O ano é 2020. A data foi definida há uma semana, quando a União Europeia formalizou a criação de um fundo específico para a criação das Forças Armadas da União Europeia. A data de 2020 não é à-toa: é exatamente no ano após o a consolidação do Brexit. A razão é óbvia: o Reino Unido nunca aceitou a ideia das Forças Armadas da União Europeia – e tem suas razões, uma vez que seria uma força predominantemente continental e sob comando franco-germânico, o que o escantearia per se, e, principalmente, porque haveria gritantes sobreposições com a OTAN, aonde a chamada relação especial entre Londres e Washington garantia proeminência para os insulares. Com britânicos fora do caminho, a Europa (leia-se a Alemanha) começa a se preparar para ser protagonista independentemente da OTAN e para falar grosso na aliança atlântica, se assim o desejar – é sempre bom lembrar que a outra potência continental (embora em constante decadência militar há dois séculos, a França ainda é um ator relevante) tem relações conflituosas com a OTAN, a ponto de ter ficado voluntariamente fora do comando militar da aliança de defesa coletiva ocidental de 1966 (De Gaulle) a 2009 (Sarkozy). O ano é 2020 e o valor do orçamento é de seis bilhões de euro por ano, dos quais ½ bilhão será exclusivo para financiamento de pesquisas militares e 5½ bilhões serão para compra de equipamento – cada país pagará por seus militares, ao menos no primeiro momento. É muito dinheiro, mas ainda não é suficiente para se montar uma das maiores forças armadas do mundo. Ainda.
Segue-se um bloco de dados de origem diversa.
PR #2764, opened 2023-02-02
[C-1974] Add batch remove downloads

dylanjeffers:
### Description

Adds batch remove downloads flow
Interested to see what yall think regarding the architecture. In this case, remove-downloads-button dispatches an action, and that action runs a saga which then batch updates the redux store, which triggers more sagas to save to disk. With this architecture we have a potentially simpler data flow.

TODO: need to fit in the queue cancel. would like to talk about that a bit to make sure we are cancelling the correct jobs

### DIFF
--- a/packages/mobile/src/store/offline-downloads/sagas/removeAllDownloadedFavoritesSaga.ts
+++ b/packages/mobile/src/store/offline-downloads/sagas/removeAllDownloadedFavoritesSaga.ts
@@ -43,14 +43,71 @@ export function* watchRemoveAllDownloadedFavorites() {
 }
 
 function* removeAllDownloadedFavoritesWorker() {
-  const tracksToDequeue = yield* call(removeAllFavoritesTracks)
-  const collectionsToDequeue = yield* call(removeAllFavoritesCollections)
+  const { collectionsToRemove, collectionsToUpdate, collectionsToDequeue } =
+    yield* call(removeFavoritedCollections)
+
+  const { tracksToRemove, tracksToUpdate, tracksToDequeue } = yield* call(
+    removeFavoritedTracks
+  )
+
+  if (collectionsToRemove.length > 0) {
+    yield* put(
+      removeCollectionDownloads({ collectionIds: collectionsToRemove })
+    )
+  }
+  if (collectionsToUpdate.length > 0) {
+    yield* put(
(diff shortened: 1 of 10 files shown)


packages/mobile/src/store/offline-downloads/sagas/removeAllDownloadedFavoritesSaga.ts
```diff
@@ -0,0 +1,127 @@
...
+function* removeAllFavoritesTracks() {
+  const offlineTracks = yield* select(getOfflineTracks)
+  const offlineTrackList = Object.keys(offlineTracks).map(
+    (offlineTrackId) => offlineTracks[offlineTrackId]
+  )
+
+  const tracksToRemove: ID[] = []
+  const reasonsToUpdate: TrackReasonsToUpdate[] = []
+
+  // TODO: double check if "favorites" collection is in here
```
sliptype, line 49: Is this done?

packages/mobile/src/store/offline-downloads/sagas/removeAllDownloadedFavoritesSaga.ts
```diff
@@ -0,0 +1,127 @@
...
+  const offlineFavoritedCollections = yield* select(
+    getOfflineFavoritedCollections
+  )
+  const favoritedCollectionIds = new Set([
+    'favorites',
+    ...Object.keys(offlineFavoritedCollections)
+  ])
+
+  offlineTrackList.forEach((offlineTrack) => {
```
sliptype, line 58: Apparently `for ... of` is more performant than `.forEach`

sliptype (approved):
I like this architecture a lot! Also having the sagas in separate named files is so nice

packages/mobile/src/store/offline-downloads/sagas/removeAllDownloadedFavoritesSaga.ts
dylanjeffers: yes thanks

packages/mobile/src/store/offline-downloads/sagas/removeAllDownloadedFavoritesSaga.ts
dylanjeffers: down with that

O apelo é gigantesco, não só pelo lado político (como apenas países possuem forças armadas, a criação das Forças Armadas da União Europeia são um indicativo poderosíssimo de que a União Europeia é apenas uma etapa rumo aos tão sonhados Estados Unidos da Europa), como também pelo lado econômico: ao invés de cada país ter suas armas e suas estruturas de treinamento, logística, comando e comunicação, todos terão as mesmas armas e dividirão estruturas integradas de treinamento, logística, comando e comunicação, levando a ganhos de escala fenomenais e, principalmente, retroalimentando o processo de concentrar todos os recursos militares europeus nas Forças Armadas da União Europeia, em detrimento das forças nacionais e da OTAN. Principalmente por conta do segundo fator: Donald Trump. O fato de o dono do combover mais famoso do mundo ter prometido em campanha fazer seus parceiros europeus na OTAN pagarem mais pela proteção americana – que, de fato, existe e, de fato também, é majoritariamente custeada pelos impostos americanos – e, dadas as demonstrações do topetudo de que ele cumpre suas promessas, por mais insanas que sejam, leva os europeus à mais elementar das conclusões: se for para pagar mais pela estrutura de defesa americana, que paguemos pelas nossa própria estrutura de defesa europeia. Simples assim. É um péssimo negócio para a indústria armamentista americana (o infame complexo industrial-militar a que Eisenhower sempre se referia), que apoiou Trump e agora percebe que o americano está em vias de fechar-lhe as portas do mercado europeu e transformar em irrelevante o sempre cativo mercado da OTAN. A União Europeia já fez sua escolha: com Trump pressionando por mais gastos de um lado e sem Londres vetando a criação das Forças Armadas da União Europeia de outro, todos se voltam para uma revivida Bundeswher para liderar e a Alemanha para bancar a defesa europeia. Com a expansão da Bundeswher, a extensão da Prússia vai transformando a Europa em sua extensão, graças à vontade dos demais países, sob aplausos entusiasmados e sem disparar um tiro sequer.

Pedro Nascimento Araujo é economista.